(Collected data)
----
PR #3145, opened 2024-10-16
frontend: Add breadcrumbs component

septum:
### Description

- Added Breadcrumbs component

#### PRs

- Relies on #3143 

#### Before

localhost_3000_catalog_clutch

#### After

localhost_3000_catalog

### Testing Performed

Manual


jdslaugh (commented):
Looks good! From the image it looks like the last entry is getting the link applied, is that happening? I assume it's from test data but want to make sure.

Also, is this actually reliant on `workflow-layout`? Don't see anything related to it. So it could go in separately.

septum:
> Looks good! From the image it looks like the last entry is getting the link applied, is that happening? I assume it's from test data but want to make sure.
> 
> Also, is this actually reliant on `workflow-layout`? Don't see anything related to it. So it could go in separately.

It was used for testing only, I'll make sure to retest after the merge of #3143

frontend/packages/core/src/Breadcrumbs/index.tsx
```diff
@@ -0,0 +1,33 @@
+import React from "react";
+import { Breadcrumbs as MuiBreadcrumbs, Theme } from "@mui/material";
+import { alpha } from "@mui/system";
+
+import styled from "../styled";
+
+import Breadcrumb from "./breadcrumb";
+import { BreadcrumbEntry } from "./types";
```
jecr, line 8:
```suggestion
import type { BreadcrumbEntry } from "./types";
```

frontend/packages/core/src/Breadcrumbs/index.tsx
```diff
@@ -0,0 +1,33 @@
...
+
+const Breadcrumbs = ({ entries }: BreadcrumbsProps) => {
+  return (
+    <StyledBreadcrumbs>
+      {entries.map((entry: BreadcrumbEntry) => (
+        <Breadcrumb key={entry.label} {...entry} />
+      ))}
+    </StyledBreadcrumbs>
+  );
+};
```
jecr, line 29: nit
```suggestion
const Breadcrumbs = ({ entries }: BreadcrumbsProps) => (
    <StyledBreadcrumbs>
      {entries.map((entry: BreadcrumbEntry) => (
        <Breadcrumb key={entry.label} {...entry} />
      ))}
    </StyledBreadcrumbs>
  );
```

jecr (approved):
Left a few minor comments

jdslaugh (approved):

PR #3155, opened 2024-10-22
frontend: Adjust workflow layout whitespace

septum:
### Description

- Modified spacing from Breadcrumbs and WorkflowLayout to provide better whitespace defaults

#### Before

Screenshot 2024-10-22 at 1 29 56 p m

#### After

Screenshot 2024-10-22 at 1 29 18 p m

### Testing Performed

Manual

### DIFF
--- a/frontend/packages/core/src/WorkflowLayout/index.tsx
+++ b/frontend/packages/core/src/WorkflowLayout/index.tsx
@@ -13,7 +13,7 @@ import { generateBreadcrumbsEntries } from "../utils";
 export type LayoutVariant = "standard" | "wizard" | "custom";
 
 export type LayoutProps = {
-  workflow?: Workflow;
+  workflow: Workflow;
   variant?: LayoutVariant;
   heading?: string | React.ReactElement;
   hideHeader?: boolean;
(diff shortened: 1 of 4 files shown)


frontend/packages/core/src/WorkflowLayout/index.tsx
```diff
@@ -74,11 +81,11 @@ const WorkflowLayout = ({
   children,
 }: React.PropsWithChildren<LayoutProps>) => {
   const location = useLocation();
-  const workflowPaths = workflow.routes.map(({ path }) => `/${workflow.path}/${path}`);
+  const workflowPaths = workflow?.routes.map(({ path }) => `/${workflow?.path}/${path}`);
```
jecr, line 84: It there is no `workflow.path` what would be rendered?, could it do with a fallback or other handling?

jecr, line 84: Maybe this in case of no `workflow?.routes` so `workflowPaths` is not left `undefined`
```suggestion
  const workflowPaths = workflow?.routes.map(({ path }) => `/${workflow?.path}/${path}`) || [];
```

frontend/packages/core/src/WorkflowLayout/index.tsx
```diff
@@ -56,13 +56,20 @@ const LayoutContainer = styled("div")(
...
   ),
+  paddingBottom: theme.spacing(theme.clutch.spacing.base),
   width: "100%",
 }));
 
-const HeaderTitle = styled(Typography)({
+const PageHeaderMainContainer = styled("div")({
+  display: "flex",
+  alignItems: "center",
+  height: "70px",
```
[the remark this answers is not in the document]
septum: Similarly to ShipIt, the layout header may contain QuickLinks and 70px is the height of that component. The `height` is set to that to handle that case in the near future.

frontend/packages/core/src/WorkflowLayout/index.tsx
septum: I see, because of `workflow` being undefined. 

I think I'm going to change the type signature to reflect that workflow (and the path property) are required.

jecr (approved):

PR #3156, opened 2024-10-23
frontend: Refactor workflows to use new layout and spacing units

septum:
### Description

- Modified the configuration and component of all routes of every workflow to use new layout and spacing units

##### Before

clutch lyft net_catalog_ (1)

##### After

localhost_3000_ec2_asg_resize (2)

> [!NOTE]
> New props were added to the layout to display only the breadcrumbs and preserve previous route component header

##### Before

clutch lyft net_dash_ (1)

##### After

379093432-227ce42a-f890-4889-8860-e7c6c27c929f

##### Before

clutch lyft net_dash_

##### After

localhost_3000_dash

### Testing Performed

Manual

### TODO

- [x] Change the application of spacing units to rely on the Clutch spacing

### DIFF
--- a/frontend/packages/core/src/WorkflowLayout/index.tsx
+++ b/frontend/packages/core/src/WorkflowLayout/index.tsx
@@ -112,7 +112,7 @@ const WorkflowLayout = ({
   );
 
   if (variant === "custom") {
-    return children;
+    return <>{children}</>;
   }
 
   return (
--- a/frontend/packages/core/src/WorkflowLayout/index.tsx
+++ b/frontend/packages/core/src/WorkflowLayout/index.tsx
@@ -19,7 +19,7 @@ export type LayoutProps = {
   variant?: LayoutVariant;
   title?: string | ((params: Params) => string);
   subtitle?: string;
-  onlyBreadcrumbs?: boolean;
+  breadcrumbsOnly?: boolean;
   hideHeader?: boolean;
 };
 
@@ -97,7 +97,7 @@ const WorkflowLayout = ({
   variant = "standard",
   title = null,
   subtitle = null,
-  onlyBreadcrumbs = false,
+  breadcrumbsOnly = false,
   hideHeader = false,
   children,
 }: React.PropsWithChildren<LayoutProps>) => {
@@ -120,10 +120,10 @@ const WorkflowLayout = ({
     <LayoutContainer $variant={variant}>
       {!hideHeader && (
         <PageHeader $variant={variant}>
-          <PageHeaderBreadcrumbsWrapper $onlyBreadcrumbs={onlyBreadcrumbs}>
+          <PageHeaderBreadcrumbsWrapper>
             <Breadcrumbs entries={breadcrumbsEntries} />
           </PageHeaderBreadcrumbsWrapper>
-          {!onlyBreadcrumbs && (
+          {!breadcrumbsOnly && (title || subtitle) && (
             <PageHeaderMainContainer>
               <PageHeaderInformation>
                 {title && (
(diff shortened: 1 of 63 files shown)


frontend/packages/core/src/WorkflowLayout/index.tsx
```diff
@@ -90,22 +112,29 @@ const WorkflowLayout = ({
...
         <PageHeader $variant={variant}>
-          <Breadcrumbs entries={breadcrumbsEntries} />
-          <PageHeaderMainContainer>
-            {heading && (
-              <>
-                {React.isValidElement(heading) ? (
-                  heading
-                ) : (
-                  <Heading variant="h2">{heading}</Heading>
+          <PageHeaderBreadcrumbsWrapper $onlyBreadcrumbs={onlyBreadcrumbs}>
```
jecr, line 123: 🙋 what is `$onlyBreadcrumbs` used for?, in `PageHeaderBreadcrumbsWrapper`

frontend/packages/core/src/WorkflowLayout/index.tsx
```diff
@@ -90,22 +112,29 @@ const WorkflowLayout = ({
...
+            <Breadcrumbs entries={breadcrumbsEntries} />
+          </PageHeaderBreadcrumbsWrapper>
+          {!onlyBreadcrumbs && (
+            <PageHeaderMainContainer>
```
jecr, line 127: If no `title` and `subtitle` should the containers be rendered?

frontend/packages/core/src/WorkflowLayout/index.tsx
septum: Good catch! It's a residue from a previous change, will remove it.

frontend/packages/core/src/WorkflowLayout/index.tsx
septum: Done in [84aacb4](https://github.com/lyft/clutch/pull/3156/commits/84aacb421d6b0d9ebdabae52825012747ef654e2).

jecr (approved):

jdslaugh (changes requested):
Overall looking good, lets see if we can break up this PR into 2 so that we can reduce the scope that this one impacts.

frontend/packages/core/src/WorkflowLayout/index.tsx
```diff
@@ -63,23 +66,42 @@ const PageHeader = styled("div")(({ $variant, theme }: StyledVariantComponentPro
...
+  color: alpha(theme.colors.neutral[900], 0.45),
+}));
+
 const WorkflowLayout = ({
   workflow,
   variant = "standard",
-  heading = null,
+  title = null,
+  subtitle = null,
+  breadcrumbsOnly = false,
```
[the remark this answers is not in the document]
septum: So should these be defined inside the [AppProvider](https://github.com/lyft/clutch/pull/3156/files#diff-4327e2aff12665e532737317ff7aeb684fe579812690ed68f83a175fb989e768L219) or somewhere else?

frontend/workflows/projectCatalog/src/index.tsx
```diff
@@ -20,24 +20,41 @@ const register = (): WorkflowConfiguration => {
         description: "A searchable catalog of services",
         component: Catalog,
         featureFlag: "projectCatalog",
+        layoutProps: {
+          variant: "standard",
+          title: "Project Catalog",
```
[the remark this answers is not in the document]
septum: For the title and the subtitle, I agree that it is redundant with the other config props. I initially defined it as so, because  some of the workflows define their own in a component, ignoring the `heading` prop. 

We could definitely just use the other attributes and leaving the `breadcrumbsOnly` prop, because the title and subtitle will be always defined (from what I've seen in the workflows config).

PR #3159, opened 2024-10-29
frontend: Refactor workflows to use new layout

septum:
### Description

- Modified the configuration and component of all routes of every workflow to use the new layout

##### Before

clutch lyft net_catalog_ (1)

##### After

localhost_3000_catalog_testbuildnotify

> [!NOTE]
> New props were added to the layout to display only the breadcrumbs and preserve previous route component header

##### Before

clutch lyft net_dash_ (1)

##### After

localhost_3000_catalog

##### Before

clutch lyft net_dash_

##### After

localhost_3000_dash

### Testing Performed

Manual


frontend/packages/core/src/WorkflowLayout/index.tsx
```diff
@@ -63,49 +64,73 @@ const PageHeader = styled("div")(({ $variant, theme }: StyledVariantComponentPro
...
+  }
+
   const workflowPaths = workflow.routes.map(({ path }) => `/${workflow.path}/${path}`);
   const breadcrumbsEntries = generateBreadcrumbsEntries(
     location,
-    (url: string) =>
-      `/${workflow.path}` !== url &&
-      !workflowPaths.includes(url) &&
-      !workflowPaths.find(path => !!matchPath({ path }, url))
+    url => !!workflowPaths.find(path => !!matchPath({ path }, url))
```
septum, line 112: There's an issue with the list of workflow paths available:  

- When rendering the workflow paths not all possible routes are not available to this check, because some workflow s are fragmented between instances but not reconciled into one single workflow.

frontend/packages/core/src/AppProvider/index.tsx
```diff
@@ -217,9 +217,12 @@ const ClutchApp = ({
...
 
                             const workflowLayoutProps: LayoutProps = {
-                              ...route.layoutProps,
-                              heading: route.layoutProps?.heading || heading,
                               workflow,
+                              title: heading,
+                              subtitle: route.description,
+                              variant: route.layoutProps ? route.layoutProps.variant : null,
+                              breadcrumbsOnly: route.layoutProps?.breadcrumbsOnly || false,
+                              hideHeader: route.layoutProps?.hideHeader || false,
```
jecr, line 225:
```suggestion
                              variant: route?.layoutProps?.variant || null,
                              breadcrumbsOnly: route?.layoutProps?.breadcrumbsOnly ?? false,
                              hideHeader: route?.layoutProps?.hideHeader ?? false,
```
not sure about  the `route?.layoutProps` optional chaining, can a route be missing the `layoutProps` prop?

frontend/workflows/projectSelector/src/index.tsx
```diff
@@ -29,6 +29,9 @@ const register = (): WorkflowConfiguration => {
         displayName: "Dash",
         description: "Display helpful information for multiple services.",
         component: Dash,
+        layoutProps: {
+          variant: null,
```
jecr, line 33: Wouldn't this default to `null` anyway?

frontend/workflows/ec2/src/reboot-instance.tsx
```diff
@@ -89,7 +89,7 @@ const RebootInstance: React.FC<WorkflowProps> = ({ heading, resolverType, notes
   };
 
   return (
-    <Wizard dataLayout={dataLayout} heading={heading}>
```
jecr, line 92: The heading is no longer used elsewhere it seems, so should be safe to remove from the destructuring at the top. I think the case applies for several other files.

frontend/packages/core/src/AppProvider/workflow.tsx
jecr, line 1: There's a BaseWorkflowProps interface in this file, with `heading` as its only property, is it still necessary to keep it around?

frontend/packages/core/src/AppProvider/index.tsx
septum: I agree on this change, but not with the route chaining, I think a `route` will always be defined.

jdslaugh:
@septum looking at this:

localhost_3000_catalog_testbuildnotify

Curious why `Catalog` is black and the project name is blue. Would think it was the other way around since the route looks to be on the project versus the main catalog

frontend/packages/core/src/AppProvider/workflow.tsx
septum: Yes, in some workflows we only display the breadcrumbs or hide the header entirely, and those make use of the `heading` prop.

frontend/packages/wizard/src/wizard.tsx
```diff
@@ -72,7 +72,6 @@ const Header = styled(Grid)<{ $orientation: MuiStepperProps["orientation"] }>(
 
 const Container = styled(MuiContainer)<{ $width: ContainerProps["width"] }>(
   {
-    paddingBlock: "24px 32px",
     height: "calc(100% - 56px)",
```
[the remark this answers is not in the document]
septum: Looks like it fills out the available space, even overflowing from this component. Was this defined to prevent scrolling?

frontend/workflows/audit/src/index.tsx
```diff
@@ -25,13 +25,19 @@ const register = (): WorkflowConfiguration => {
         displayName: "Logs",
         description: "View audit log",
         component: AuditLog,
+        layoutProps: {
+          variant: "standard",
+        },
```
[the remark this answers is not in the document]
septum: This would be great! The only issue is leaving the layout variant undefined, and doing something like this:

```
layoutProps: {}
```

I think for that case setting it as `null` could work.

septum:
> @septum looking at this:
> 
> localhost_3000_catalog_testbuildnotify
> 
> Curious why `Catalog` is black and the project name is blue. Would think it was the other way around since the route looks to be on the project versus the main catalog


This is because the comment above:

> There's an issue with the list of workflow paths available:
> 
> * When rendering the workflow paths not all possible routes are not available to this check, because some workflows are fragmented between instances but not reconciled into one single workflow.

Basically, when rendering this path, the `/catalog/` root path is not available, because it's in another instance of clutch. I added another check to manually add the `/${route.path}`, but it was providing some root paths that did not have a component.

jecr (approved):
It'd be nice having JSDocs or something akin to give users some guidance on using the new feature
----
→ **What is needed**:
Look for the string "opened" in the data above and return every line that has it.

→ **Task result**:
PR #3145, opened 2024-10-16
PR #3155, opened 2024-10-22
PR #3156, opened 2024-10-23
PR #3159, opened 2024-10-29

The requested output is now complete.